▸ INSTRUCTIONS TO FOLLOW
This exercise calls for every line of the data below with the string "AttributeError" in it.

▸ PROVIDED RECORDS
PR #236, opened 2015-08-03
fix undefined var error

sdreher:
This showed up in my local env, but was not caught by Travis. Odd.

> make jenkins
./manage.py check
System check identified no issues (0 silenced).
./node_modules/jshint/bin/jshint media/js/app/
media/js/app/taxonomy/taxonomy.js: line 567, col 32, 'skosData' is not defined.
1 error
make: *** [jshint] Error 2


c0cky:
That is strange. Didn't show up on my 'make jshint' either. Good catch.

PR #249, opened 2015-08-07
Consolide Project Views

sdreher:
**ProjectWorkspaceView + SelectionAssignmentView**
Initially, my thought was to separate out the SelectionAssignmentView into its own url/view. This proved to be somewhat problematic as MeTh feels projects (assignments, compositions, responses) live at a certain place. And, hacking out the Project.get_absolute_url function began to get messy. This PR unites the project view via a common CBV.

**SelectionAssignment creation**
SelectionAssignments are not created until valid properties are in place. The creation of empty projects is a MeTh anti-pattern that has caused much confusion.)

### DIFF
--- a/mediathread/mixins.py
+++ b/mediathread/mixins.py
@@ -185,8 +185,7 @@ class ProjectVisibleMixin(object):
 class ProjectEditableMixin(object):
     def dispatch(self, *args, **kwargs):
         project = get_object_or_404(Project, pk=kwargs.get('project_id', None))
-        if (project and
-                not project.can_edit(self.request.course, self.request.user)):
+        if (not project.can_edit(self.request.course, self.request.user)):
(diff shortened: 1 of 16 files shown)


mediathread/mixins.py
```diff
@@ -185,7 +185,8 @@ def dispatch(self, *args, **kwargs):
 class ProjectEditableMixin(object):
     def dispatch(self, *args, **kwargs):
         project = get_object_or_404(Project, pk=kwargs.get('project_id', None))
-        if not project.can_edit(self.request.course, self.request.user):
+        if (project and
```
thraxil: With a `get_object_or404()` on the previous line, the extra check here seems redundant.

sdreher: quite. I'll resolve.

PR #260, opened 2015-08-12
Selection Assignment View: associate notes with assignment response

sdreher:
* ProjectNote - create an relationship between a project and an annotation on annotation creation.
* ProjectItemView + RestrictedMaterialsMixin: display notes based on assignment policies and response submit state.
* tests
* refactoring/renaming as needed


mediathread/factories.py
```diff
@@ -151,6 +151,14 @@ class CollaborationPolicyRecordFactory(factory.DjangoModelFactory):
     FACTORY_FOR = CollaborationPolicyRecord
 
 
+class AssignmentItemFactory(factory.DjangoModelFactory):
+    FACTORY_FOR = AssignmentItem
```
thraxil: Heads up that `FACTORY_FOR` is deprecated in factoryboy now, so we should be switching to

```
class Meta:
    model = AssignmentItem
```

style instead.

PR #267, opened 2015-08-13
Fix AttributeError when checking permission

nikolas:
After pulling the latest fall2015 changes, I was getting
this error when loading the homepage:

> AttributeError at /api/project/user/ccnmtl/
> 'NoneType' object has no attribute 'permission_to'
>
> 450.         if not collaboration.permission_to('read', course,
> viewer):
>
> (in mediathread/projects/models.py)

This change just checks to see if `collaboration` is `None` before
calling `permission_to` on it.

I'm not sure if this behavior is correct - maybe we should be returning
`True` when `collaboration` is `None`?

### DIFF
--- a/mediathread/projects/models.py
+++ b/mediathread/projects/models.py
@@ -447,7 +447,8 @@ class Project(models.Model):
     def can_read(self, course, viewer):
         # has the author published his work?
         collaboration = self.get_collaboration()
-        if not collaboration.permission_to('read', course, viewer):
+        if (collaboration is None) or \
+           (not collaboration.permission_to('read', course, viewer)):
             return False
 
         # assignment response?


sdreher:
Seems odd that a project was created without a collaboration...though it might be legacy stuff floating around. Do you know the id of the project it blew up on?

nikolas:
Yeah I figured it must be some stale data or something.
==
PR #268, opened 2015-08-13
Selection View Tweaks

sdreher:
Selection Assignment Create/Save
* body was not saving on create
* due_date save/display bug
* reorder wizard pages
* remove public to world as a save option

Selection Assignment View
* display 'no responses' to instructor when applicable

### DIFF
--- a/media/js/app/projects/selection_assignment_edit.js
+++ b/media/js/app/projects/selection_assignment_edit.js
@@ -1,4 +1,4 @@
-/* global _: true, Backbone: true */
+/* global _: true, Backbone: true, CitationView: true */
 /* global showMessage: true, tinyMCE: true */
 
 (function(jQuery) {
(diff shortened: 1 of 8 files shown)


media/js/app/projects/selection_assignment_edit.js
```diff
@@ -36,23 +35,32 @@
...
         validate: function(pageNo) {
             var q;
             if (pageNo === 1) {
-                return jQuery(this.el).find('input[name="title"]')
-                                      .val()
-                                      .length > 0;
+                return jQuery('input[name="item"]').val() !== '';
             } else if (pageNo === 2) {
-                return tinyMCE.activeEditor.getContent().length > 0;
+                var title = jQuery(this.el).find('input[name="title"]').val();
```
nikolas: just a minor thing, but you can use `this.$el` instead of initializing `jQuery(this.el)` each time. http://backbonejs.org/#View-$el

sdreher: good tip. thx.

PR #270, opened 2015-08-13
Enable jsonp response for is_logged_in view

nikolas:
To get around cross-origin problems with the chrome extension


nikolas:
...
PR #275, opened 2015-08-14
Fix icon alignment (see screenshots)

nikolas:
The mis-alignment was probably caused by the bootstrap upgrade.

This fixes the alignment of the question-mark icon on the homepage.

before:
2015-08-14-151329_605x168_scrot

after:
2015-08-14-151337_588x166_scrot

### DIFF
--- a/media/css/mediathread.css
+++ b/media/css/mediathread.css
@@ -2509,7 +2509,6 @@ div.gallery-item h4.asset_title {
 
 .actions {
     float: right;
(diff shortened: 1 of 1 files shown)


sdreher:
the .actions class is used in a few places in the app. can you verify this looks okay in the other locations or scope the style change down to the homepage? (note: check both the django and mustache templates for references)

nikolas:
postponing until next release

▸ SOLUTION
Fix AttributeError when checking permission
> AttributeError at /api/project/user/ccnmtl/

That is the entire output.